Stored data entries
::::

PR #2837, opened 2023-11-13
MDEV-32795: ALTER SEQUENCE IF NOT EXISTS non_existing_seq Errors rather than note

grooverdan:
- [x] *The Jira issue number for this PR is: MDEV-32795*

## Description

…
Like all IF NOT EXISTS syntax, a Note should be generated.

The original commit of Seqeuences cleared the IF NOT EXISTS part in the sql/sql_yacc.yy with lex->create_info.init(). Without this bit set there was no way it could do anything other than error.

To remedy this removal, the sql_yacc.yy components have been minimised as they where all set at the beginning of the ALTER. This way the opt_if_not_exists correctly set the IF_EXISTS flag.

In MDEV-13005 (bb4dd70e7c65) the error code changed, requiring ER_UNKNOWN_SEQUENCES to be handled in the function No_such_table_error_handler::handle_condition.

## How can this PR be tested?

had a mtr test case, just had the wrong result expected.

## PR quality check


mariadb-RuchaDeodhar (approved):
looks good ! thanks !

::::

## About this exercise
Please return only the lines above, starting at the line that has "## Description" and ending at the line that has "To remedy this", keeping both and leaving each one unchanged.

## Solution to this problem
## Description

…
Like all IF NOT EXISTS syntax, a Note should be generated.

The original commit of Seqeuences cleared the IF NOT EXISTS part in the sql/sql_yacc.yy with lex->create_info.init(). Without this bit set there was no way it could do anything other than error.

To remedy this removal, the sql_yacc.yy components have been minimised as they where all set at the beginning of the ALTER. This way the opt_if_not_exists correctly set the IF_EXISTS flag.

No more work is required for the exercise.